- **Problem details**: Only the lines holding "getOutputs" are wanted; find them in the listing and return each one.

-----

PR #320, opened 2023-09-29
Added searching by id option

### LINKED ISSUE #251: Suggestion: Add search by ID config option
Or something akin to this. It would be nice to search based on ID instead of name.
Use cases:
* I'm learning another language, but I don't know what to type in said language.
* I'm playing with Pirate Language turned on, but don't know that "Glass" is now "Porthole", so I can't find it.
* More generally, I only know the ID of an item, but not the name of it in the current locale.

kidofcubes:
Closes #251

### DIFF
--- a/xplat/src/main/java/dev/emi/emi/config/EmiConfig.java
+++ b/xplat/src/main/java/dev/emi/emi/config/EmiConfig.java
@@ -56,6 +56,10 @@ public class EmiConfig {
 	public static HelpLevel helpLevel = HelpLevel.NORMAL;
 
 	@ConfigGroup("general.search")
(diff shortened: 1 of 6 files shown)


emilyploszaj (changes requested):
Thanks for the contribution! Unfortunately, the implementation is a bit unlike what I'd want.

One of the main concerns for searching by ID is mod id, rather than name. Personally, I think it'd be fine to just add both mod name and mod namespace to the mod search as well as item id path to the name lookup. I don't think we need another option for searching by this, if necessary, it can be added later.

emilyploszaj:
This has been implemented a few versions ago in the way I described, so I'm going to close this PR

PR #333, opened 2023-10-20
Use loose generics as much as possible

Phoupraw:
Before, you need to cast generics in some cases:
```java
List<EmiStack> all;
@Override
public List<EmiIngredient> getInputs() {
    return (List<EmiIngredient>) (List<? extends EmiIngredient>) all;
}
@Override
public List<EmiStack> getOutputs() {
    return all;
}
```
Now you can just return it directly:
```java
List<EmiStack> all;
@Override
public List<? extends EmiIngredient> getInputs() {
    return all;
}
@Override
public List<? extends EmiStack> getOutputs() {
    return all;
}
```

### DIFF
--- a/xplat/src/main/java/dev/emi/emi/api/recipe/EmiInfoRecipe.java
+++ b/xplat/src/main/java/dev/emi/emi/api/recipe/EmiInfoRecipe.java
@@ -12,16 +12,17 @@ import net.minecraft.client.MinecraftClient;
 import net.minecraft.text.OrderedText;
 import net.minecraft.text.Text;
 import net.minecraft.util.Identifier;
+import org.jetbrains.annotations.Unmodifiable;
 
 public class EmiInfoRecipe implements EmiRecipe {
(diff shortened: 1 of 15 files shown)


emilyploszaj:
I appreciate the thought here but unfortunately this is a breaking API change, so it cannot be merged. In addition, the PR contains a handful of unrelated adjustments and changes, and some notable style violations like usage of `var` which is not something I use in my codebases. I don't think this PR can be merged even with changes, however, because of the status as a serious out of band API breakage.

As a justification for why the API is like it is: it's more convenient for callers, and for implementations, you're expected to just be constructing a list and storing it as a field, the use case of duplicate inputs and outputs is relatively niche, and the cast isn't that bad or common.

Sorry to close this immediately but all breaking changes need to be considered carefully and managed during an update cycle with concern to not cause undue churn for API consumers.

Phoupraw:
Oh no, I didn't realize it was a breaking update. Alas, I should have reacted when I encountered a large number of variable declaration compilation errors.

PR #337, opened 2023-11-01
Add support for Priority in the Resource Pack json files, used to edit Stack Visibility

Kanzaji:
This PR implements a Priority field in Resource Pack json files, used to sort `stackData` Suppliers in a way the highest priority will edit the Stack Visiblity last, giving it in effect highest Priority.

This feature is implemented to fix load order issues I've been mentioning for past month or two, that caused items added by `x.json` file being again hidden by `y.json` file, because it was loaded after the x file.

Priority defaults to value 0, what in result doesn't touch the order of files being loaded, not affecting already live Resource Packs.


emilyploszaj (changes requested):
I'm not sure why a list of *maps* is being used here, since the list type is what is returned by each json, in this case, a supplier of `IndexStackData`. Instead of having priority be a key for the map, there could be a `PrioritySupplier` type which has both a `get` like a supplier and a `getPriority` for the priority, which could be added to the list instead of the `Supplier`s. At the end, a simple sort over the list could be done. `PrioritySupplier` could be a `public static class` inside `EmiData`. This would let this sorting system be used for other data types easily with minimal changes and be much more reasonable than a list of maps.

Kanzaji:
@emilyploszaj Reworked the PR with the feedback I've got, I hope this is better ❤️

emilyploszaj (approved):
This is exactly what I was imagining, this looks great.

PR #367, opened 2023-12-09
Update 'russian' translation

eterna1-0blivion:
- The order is overridden according to the position on the settings screen (key registration).
- Comments have been added to the original file to ease third-party translation (it's a good tone).
- Added positions for changing the description on the mod menu screen (at the beginning of the file).
- Many positions in the Russian translation have been revised. Tooltips, items, tags and other. There is no limit to perfection, but it is definitely better.
- Found an redundant item "key.emi.set_default" at line 245 - tagged with question marks.


emilyploszaj:
English tooltips for the config are intentional left untranslated. The translations here seem to additionally differ than what currently exists. The resort makes it pretty difficult to reasonably audit. I'm willing to merge the russian updates but you'll need to revert the changes to english.

xplat/src/main/resources/assets/emi/lang/ru_ru.json
```diff
@@ -291,70 +522,70 @@
...
-  "tag.item.minecraft.soul_fire_base_blocks": "Основы для огня душ",
-  "tag.item.minecraft.stairs": "Ступени",
-  "tag.item.minecraft.stone_bricks": "Каменные кирпичи",
-  "tag.item.minecraft.stone_crafting_materials": "Каменные материалы",
-  "tag.item.minecraft.stone_tool_materials": "Каменные инструменты",
-  "tag.item.minecraft.tall_flowers": "Высокие цветы",
-  "tag.item.minecraft.terracotta": "Терракота",
-  "tag.item.minecraft.trapdoors": "Люки",
-  "tag.item.minecraft.walls": "Стены",
+  "tag.minecraft.fishes": "Рыба",
```
emilyploszaj: There's a collection of translations here that replace `tag.item.minecraft` with `tag.minecraft`. This should not be the case.

emilyploszaj (changes requested):
I appreciate the translation. As noted, the changes to english need to be reverted. A more widespread misconception is the use of question marks in tooltips, the phrases are not "Where to display status effects in the inventory?" it's the implied "{[The setting] is} where to display status effects in the inventory" construction. This may make less sense in other languages, but it's frequent here and I assume it may be a misinterpretation.

eterna1-0blivion:
> English tooltips for the config are intentional left untranslated. The translations here seem to additionally differ than what currently exists. The resort makes it pretty difficult to reasonably audit. I'm willing to merge the russian updates but you'll need to revert the changes to english.

Got the English translation back

xplat/src/main/resources/assets/emi/lang/ru_ru.json
eterna1-0blivion: I think it's just a mistake. I'll fix it.

eterna1-0blivion:
> I appreciate the translation. As noted, the changes to english need to be reverted. A more widespread misconception is the use of question marks in tooltips, the phrases are not "Where to display status effects in the inventory?" it's the implied "{[The setting] is} where to display status effects in the inventory" construction. This may make less sense in other languages, but it's frequent here and I assume it may be a misinterpretation.

In this case, the question in Russian sounds good and logical quite well. I have enough experience in writing texts of various kinds to say this with confidence. Maybe I'll come back to check the translation in a week to take a fresh look at it, but I'm convinced that my version is already much better than the existing one for two reasons:
- There were obvious logical errors in the names of the settings, because it's almost impossible to translate them without context from English
- And this leads to the second reason - translation of the tooltips, which were also very difficult to translate because of their double interpretation in some cases.

I will definitely need to play around with this translation to fix minor bugs and mistakes, but for now I'm happy with it.

xplat/src/main/resources/assets/emi/lang/en_us.json
```diff
@@ -702,4 +702,4 @@
   "tag.item.fabric.hoes": "Hoes",
   "tag.item.fabric.swords": "Swords",
   "tag.item.fabric.shears": "Shears"
-}
+}
```
emilyploszaj: Nit: there's still a change here, removing of a blank line

emilyploszaj (approved):
With your confidence and a quick pass as best as I can, this looks reasonable to merge once the `en_us.json` single line change is reverted. Thanks for your contribution.

xplat/src/main/resources/assets/emi/lang/en_us.json
eterna1-0blivion: Done.

PR #387, opened 2023-12-25
Add Minecraft Recipe IDs where appropriate

shartte:
To aid mods that need to correlate EMI recipes with Minecraft recipes (i.e. for saving references to them in NBT data or similar), this adds a defaulted method to access the Minecraft Recipe ID via EmiRecipe.
For many of the EMI recipes, this is just the normal recipe id (but not for all...).


emilyploszaj:
Since this is now in EMI this PR is no longer necessary

PR #399, opened 2024-01-04
Mod name tooltips: match kebab case mod IDs, fall back to friendly namespaces

sisby-folk:
Attempts to get a mod container with ID `cool-mod` if the container with ID `cool_mod` doesn't exist.

If neither exist, falls back to `Cool Mod` instead of `cool_mod` using basic string formatting. 

Users that need IDs for commands can use F3+H.

### DIFF
--- a/fabric/src/main/java/dev/emi/emi/platform/fabric/EmiAgnosFabric.java
+++ b/fabric/src/main/java/dev/emi/emi/platform/fabric/EmiAgnosFabric.java
@@ -45,6 +45,7 @@ import net.minecraft.recipe.Ingredient;
 import net.minecraft.registry.entry.RegistryEntry;
 import net.minecraft.text.Text;
 import net.minecraft.util.Identifier;
+import org.apache.commons.lang3.text.WordUtils;
 
 public class EmiAgnosFabric extends EmiAgnos {
 	static {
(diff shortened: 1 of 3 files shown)


sisby-folk:
example with `loggerhead-luminancies`

release:

image

pr:

image

emilyploszaj:
I can understand prettying up IDs, particularly good for stuff like kubejs items, tags, and recipes, but the _ to - conversion does have me a bit hesitant, that seems like something modders should be handling. Alternatively, having a translation key for mod names could be a reasonable solution as well.

sisby-folk:
Yea to give our use case - we like kebab case everywhere - mod slugs, project name, mod ID, archive name, etc - we think it looks nice and actively decide to not use snake.

But kebab is illegal for packages & therefore effectively namespace. Having to change our entire published mod ID in an update because we added an item has been a consideration due to this limitation before and I reckon we can just do better via this.

emilyploszaj:
Yeah I'm swayed, though I believe WordUtils is deprecated and would enjoy that warning be suppressed or an alternative method be used.

sisby-folk:
As far as I'm aware there's not a direct alternative available on the
minecraft classpath, so i guess suppression is best?

emilyploszaj:
Yeah, just chuck in a suppression then, it's a losing battle but I try to keep as few warnings in my workspace as possible

PR #418, opened 2024-01-24
allow category properties to set identifier sorting

sisby-folk:
Identifier sorting exists but you can't set it via assets, so this fixes that. Adding that info to the table in https://github.com/emilyploszaj/emi/wiki/Recipe-Category-Properties would be good too.


emilyploszaj:
Unclear why I never merged this, this looks fine.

-----

- **Finished exercise**:
public List<EmiStack> getOutputs() {
public List<? extends EmiStack> getOutputs() {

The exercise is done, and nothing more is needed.